At work, I’ve spent a reasonable chunk of the past two weeks implementing an hReview parser. To briefly explain, hReview, along with other microformats, is a way to mark up a standard web page invisibly in such a way that the contents can be read and aggregated by a computer.

It all began with a task to improve’s current parser so that it could accommodate multiple photos for a single review. However, since one of the ‘business value’ points on the task card was to develop a reference parser, I decided to go back a step and develop a generalised parser that could handle some of the other microformats.

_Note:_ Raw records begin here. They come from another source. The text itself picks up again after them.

PR #6009, opened 2021-03-07
Fix/redirect cant catch search params

vctqs1:
Since we manually add `state: { _scrollToTop: true }`. `history` cannot catch search params

### DIFF
--- a/packages/ra-core/src/sideEffect/useRedirect.ts
+++ b/packages/ra-core/src/sideEffect/useRedirect.ts
@@ -30,13 +30,13 @@ export type RedirectionSideEffect = string | boolean | RedirectToFunction;
  * redirect((redirectTo, basePath, is, data) => ...)
  */
 
-const useRedirect = ({ baseURL = '' }: { baseURL?: string }) => {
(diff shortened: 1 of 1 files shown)


fzaninotto:
Hi, and thanks for your patch. I don't understand what it fixes though. Can you pleas describe what you're trying to achieve and what happens instead?

vctqs1:
> Hi, and thanks for your patch. I don't understand what it fixes though. Can you pleas describe what you're trying to achieve and what happens instead?

image


I tried to redirect to URL `/chapters/:id?parentId=:parentID`, But router cannot catch `search params`. Router understand `params id` about `id` and `search params`: `id: "fa93d683-823e-4716-b1f1-54e791f4dc7d?parentId=ee8431`

vctqs1:
@fzaninotto could you help check again?

My project's block at this :((

fzaninotto:
I still don't understand. Could you try again and include the code you're writing and that doesn't work?

fzaninotto:
Superseded by #6145

Issue #5898, opened 2021-02-11
Add an option to make ReferenceArrayInput lazy


ValentinH:
**Is your feature request related to a problem? Please describe.**
I'm building an edit form where one of the input is an `ArrayInput`. Each item of this input is a `SimpleFormIterator` with a few fields. Some of these fields are using a `ReferenceArrayInput` with an  `AutocompleteArrayInput`.

Here's an example:
```tsx
const Demo = (props: EditProps) => {
  return (
    <Edit {...props}>
      <SimpleForm redirect="/suspicious-articles-rules">
        <TextInput source="title" label="Title" validate={[required()]} />
        <TextInput source="description" multiline rows={4} />
        <ArrayInput source="items">
          <SimpleFormIterator>
            <ReferenceArrayInput
              reference="categories"
              source="categories.include"
              label="Include categories"
            >
              <AutocompleteArrayInput
                optionText={(option: Category | undefined) =>
                  option ? `${option.name} (${option.id})` : ''
                }
                shouldRenderSuggestions={(value: string) => value.trim().length >= 2}
              />
            </ReferenceArrayInput>
            <ReferenceArrayInput
              reference="categories"
              source="categories.exclude"
              label="Exclude categories"
            >
              <AutocompleteArrayInput
                optionText={(option: Category | undefined) =>
                  option ? `${option.name} (${option.id})` : ''
                }
                shouldRenderSuggestions={(value: string) => value.trim().length >= 2}
              />
            </ReferenceArrayInput>
            <NumberInput label="Price (from)" source="price_range.from" fullWidth />
          </SimpleFormIterator>
        </ArrayInput>
      </SimpleForm>
    </Edit>
  )
}
```

The `categories` resource has a lot of items and so I'd like to fetch them only if the user enters at least 2 characters. However, even if the autocomplete doesn't show the option, each `ReferenceArrayInput` is fetching the data with no `q` param (`/categories?_end=25&_order=DESC&_sort=id&_start=0`).

Another issue I noticed is that requests from the `ReferenceArrayInput` are not batched. In the above example, if I'm editing a resource with 3 items, there are 6 requests sent to `/categories?_end=25&_order=DESC&_sort=id&_start=0` when opening the form.

**Describe the solution you'd like**
Ideally, a `lazy` option would be nice. Its purpose would be to only fetch the data for an autocomplete if the `shouldRenderSuggestions` returns `true`.

**Describe alternatives you've considered**
[...]

PR #6013, opened 2021-03-08
[RFR] Add option to make ReferenceInput choices lazy

ValentinH:
This is actually implementing a similar feature than the one requested in #5898 but for `<ReferenceInput`.

# Why
The goal is to be able to control when the `useGetList` is `enabled` to avoid over-fetching the choices. In our application, we have a user autocomplete component and, as we have hundred of thousands of possible choices, we only want to start showing/fetching the choices if the user inputs at least 2 characters.

# Solution
This PR introduces an `isEnabled` option that is an optional function we use to set the `enabled` option of the `useGetList()`. This function is passed the `filterValues` array.

Example of usage:
```tsx
<ReferenceInput
  label="example"
  reference="users"
  source="user"
  isEnabled={({ q }) => {
    return !!q && q.length > 2
  }}
>
  <AutocompleteInput ... />
</ReferenceInput>
```

# Alternatives
Today, in order to work-around this, we pass a permanent filter `filter={{ is_autocomplete: true }}` that we use on our backend api to return early to avoid hitting the DB. However, we are still making calls for nothing.

<hr/>

I also looked to add a similar prop for the `ReferenceArrayInput` but, as it's using `useGetMatching`, it's a bit more complex.

If you think this option makes sense, I'd be happy to dig more to also add support for it for the `ReferenceArrayInput`.


packages/ra-core/src/controller/input/useReferenceInputController.ts
```diff
@@ -121,7 +122,10 @@ export const useReferenceInputController = (
         loaded: possibleValuesLoaded,
         loading: possibleValuesLoading,
         error: possibleValuesError,
-    } = useGetList(reference, pagination, sort, filterValues);
+    } = useGetList(reference, pagination, sort, filterValues, {
+        action: 'CUSTOM_QUERY',
+        enabled: isEnabled && isEnabled(filterValues),
```
fzaninotto, line 127: This won't work when isEnabled isn't set

fzaninotto (changes requested):
Nice! This will be a welcome addition. 

You need to add unit tests and documentation to have this PR ready to merge.

packages/ra-core/src/controller/input/useReferenceInputController.ts
ValentinH: I actually relied on the `enabled` option default value being `true`. However, I can make it `true` explicitly if you think this is clearer.

ValentinH:
OK, happy that you like it. I'll add the tests and docs then.

What do you think about my comments regarding `ReferenceArrayInput` ?

docs/Inputs.md
```diff
@@ -1646,6 +1648,16 @@ The child component receives the following props from `<ReferenceInput>`:
 - `setPagination`: : function to call to update the pagination of the request for possible values
 - `setSort`: function to call to update the sorting of the request for possible values
 
+**Tip** You can make the `getList()` call lazy by using the `isEnabled` prop. This can be useful when using an `AutocompleteInput` on a resource with a lot of data. The following example only starts fetching the options when the query has at least 2 characters:
```
fzaninotto, line 1651: I think that 'isEnabled' is too vague a name. ReferenceInput does a lot of things, fetching choices is only one of them. I'd prefer something like 'enableGetChoices'

You should also explain what value this prop expects.

fzaninotto (changes requested):
Nice! Feel free to do the same for ReferencearrayInput, too.

docs/Inputs.md
ValentinH: Done

ValentinH:
From what I see `useReferenceArrayInputController()` uses `useGetMatching()` and the `enabled` option is actually not working properly there: when the `enabled` flag is false, the `loading` prop is stuck to `true` which will show the loading indicator. I need to dig more into this and probably fix the `enabled` prop behaviour for `useGetMatching`.

If you agree, I'll do this in a follow-up PR.

ValentinH:
I just pushed the support for the `enableGetChoices` prop on the `ReferenceArrayInput`.

One small thing that I find misleading is that the `filterValues` always contain the `q` param for `ReferenceInput` but not for `ReferenceArrayInput`. This enforces checking for `q` being present in the  `ReferenceArrayInput` `enableGetChoices` function:

image

Do you think this is something that should be taken care of or is fine like this?

ValentinH:
@fzaninotto do you think this PR is ready to be merged or is it still missing something?

ValentinH:
Why is this being closed?

fzaninotto:

ValentinH:
I think this PR was closed again by Github. I believe it is still valid.

fzaninotto:
You're right, I'm reopening it.

dgkm:
It's a great feature.  Any idea in which release this PR is getting merged and will be available?

djhi (approved):

ValentinH:
Thanks for merging this PR! 🎉

djhi:
Thanks!

PR #6016, opened 2021-03-08
Introduce useResourceLabel hook

djhi:
- [x] Introduce hook
- [x] Use the hook where possible (menu, page titles, etc.)


packages/ra-core/src/core/useGetResourceLabel.ts
```diff
@@ -0,0 +1,44 @@
...
+ *
+ * @param resource The resource name
+ * @param pluralize A boolean indicating whether the resource label should be pluralized.
+ * @param lowFirstLetter A boolean indicating whether the first letter of the resource label should be lower cased.
+ */
+export const useGetResourceLabel = (): GetResourceLabel => {
+    const resources = useSelector(getResources);
+    const translate = useTranslate();
+
+    return (resource: string, pluralize = true): string => {
```
fzaninotto, line 17: Why is it a higher-order function and why isn't the hook simply returning the label? This needs to be explained in the jsDoc I think.

packages/ra-core/src/core/useResourceContext.ts
```diff
@@ -11,10 +11,7 @@ import { ResourceContext, ResourceContextValue } from './ResourceContext';
  *
  * const ResourceName = (props) => {
  *   const { resource } = useResourceContext(props);
- *   const resourceName = translate(`resources.${resource}.name`, {
- *      smart_count: 1,
- *      _: inflection.humanize(inflection.singularize(resource)),
- *   });
+ *   const resourceName = useResourceLabel(resource, false);
```
fzaninotto, line 14: bad syntax: it returns a function

packages/ra-core/src/core/useGetResourceLabel.ts
```diff
@@ -0,0 +1,44 @@
+import inflection from 'inflection';
+import { useSelector } from 'react-redux';
+import { getResources } from '../reducer';
+import { useTranslate } from '../i18n';
+
+/**
+ * A hook which will return a translated resource name. It will use the label option of the `Resource` component if provided.
+ *
```
fzaninotto, line 8: could you add a usage example?

packages/ra-ui-materialui/src/list/Empty.tsx
```diff
@@ -38,15 +42,10 @@ const Empty: FC<EmptyProps> = props => {
     const classes = useStyles(props);
     const translate = useTranslate();
 
+    const getResourceLabel = useGetResourceLabel();
     const resourceName = translate(`resources.${resource}.forcedCaseName`, {
         smart_count: 0,
-        _: inflection.humanize(
-            translate(`resources.${resource}.name`, {
-                smart_count: 0,
```
fzaninotto, line 45: Was it an error? smart_count zero seems wrong to me

fzaninotto (changes requested):

packages/ra-ui-materialui/src/list/Empty.tsx
djhi: It's not. See https://airbnb.io/polyglot.js/#pluralization. Some languages have special rules when there no elements at all.

packages/ra-core/src/core/useGetResourceLabel.ts
djhi: Done

packages/ra-core/src/core/useResourceContext.ts
djhi: Fixed

fzaninotto (changes requested):
Seing the code is use, I find the API perfectible. The second parameter, `true`, isn't very readable if one doesn't know the signature of the hook. Why not pass an options object instead?  

```diff
-getResourceLabel(resource, true)
+getResourceLabel(resource, { smart_count: 1 })
```

packages/ra-core/src/core/useResourceContext.ts
```diff
@@ -11,11 +11,8 @@ import { ResourceContext, ResourceContextValue } from './ResourceContext';
  *
  * const ResourceName = (props) => {
  *   const { resource } = useResourceContext(props);
- *   const resourceName = translate(`resources.${resource}.name`, {
- *      smart_count: 1,
- *      _: inflection.humanize(inflection.singularize(resource)),
- *   });
- *   return <>{resourceName}</>;
+ *   const getResourceLabel = useGetResourceLabel();
+ *   return <>{getResourceLabel(resource, false)}</>;
```
fzaninotto, line 15: Wrong syntax, the second argument is now an integer

packages/ra-core/src/core/useGetResourceLabel.spec.tsx
```diff
@@ -0,0 +1,40 @@
+import * as React from 'react';
+import { renderWithRedux } from 'ra-test';
+import { useGetResourceLabel } from './useGetResourceLabel';
+import { TestTranslationProvider } from '../i18n';
+
+describe('useResourceLabel', () => {
+    test.each([
+        [2, 'Posts'],
+        [1, 'Post'],
```
fzaninotto, line 9: could you please add a test for the 0 case, too?

fzaninotto (changes requested):
Needs another rebase...

fzaninotto:
needs rebase

fzaninotto (approved):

Once I had something that could process the basic nested structure that many of the microformats adhere to, I could set out the structure and parse about 90% of the hReview and—because hReview relies on it—hCard specifications. Unfortunately, that left a hard core of fields that needed special consideration due to weird or lax parts the specification. (E.g. The telephone number goes inside a ‘value’ element. Or not. It depends.) Still, with a set of test documents, I worked my way through the edge cases until I could extract 100% of information from all the valid documents I could find.

hCard was particularly horrible, due in no small part to the unwillingness of the specification’s authors to actually, well, specify it.

Is there a list of all hCard properties which can be plural?

We have avoided duplicating (or providing a shortcut for) the “can this property occur multiple times or not” deliberately in order to avoid repeating a constraint from RFC 2426 vCard, and thus potentially getting it wrong. Here is the way to determine whether or not a particular property can occur multiple times (is a plural property / may have multiple instances or values).

  1. Check the hCard XMDP profile for the property definition.
  2. If the property definition references a plural form in RFC 2426 (e.g. honorific-suffix references honorific suffixes), then the property is a plural property.
  3. Else go check the referenced section in RFC 2426 which should state explicitly whether or not the property is plural or singular.
  4. Else (if RFC 2426 is not explicit) then the property is plural.

What a cop-out! RFC 2426 is, by the way, horrible to read. Surely discussing the specification in public would be better than expecting every implementor to follow that convoluted process and—magically—to come up with interoperable software. That (miserable excuse for a) specification is a guaranteed path to incompatible implementations. Incompatible implementations lead to anger. Anger leads to hate. The path to the Dark Side, that is. Or something.

Parsing hCards is particularly difficult: most of the few seen in the wild are broken in some way, and some of their information can’t be extracted automatically. Still, despite these difficulties, I succeeded, and could parse every well-formed hReview and hCard perfectly.

And there our story would end. Except … a day later, they released the revised version 0.3 specification! This is admittedly a predictable problem when working with draft specifications. My parser could handle reviews written according to version 0.3, with one small omission: the actual rating of the review itself. From our point of view, this is one of the most important parts. Still, it was easy to fix.

However, the latest draft of the specification blithely throws in a couple of hand grenades: in addition to rel-tag and hCard, a comprehensive hReview parser now needs to understand hCalendar, rel-license, and include-pattern . Adding those is a bit more work.

Whilst I understand the crowd’s love for their own product, I do have to wonder whether they aren’t raising the barrier to implementation a bit too high by making all the microformats interdependent. Now, in order to handle one specification you’re interested in, you must first implement five that are not directly relevant to the current task. That’s not a microformat any longer.

We’re going to release the hReview parser for public use in the next few days (update: it’s here), I hope, by which time I should have added the latest changes. Partly, it’s good publicity, but I think there’s also a big advantage in being among the first to implement it: we get to say what’s valid and what isn’t!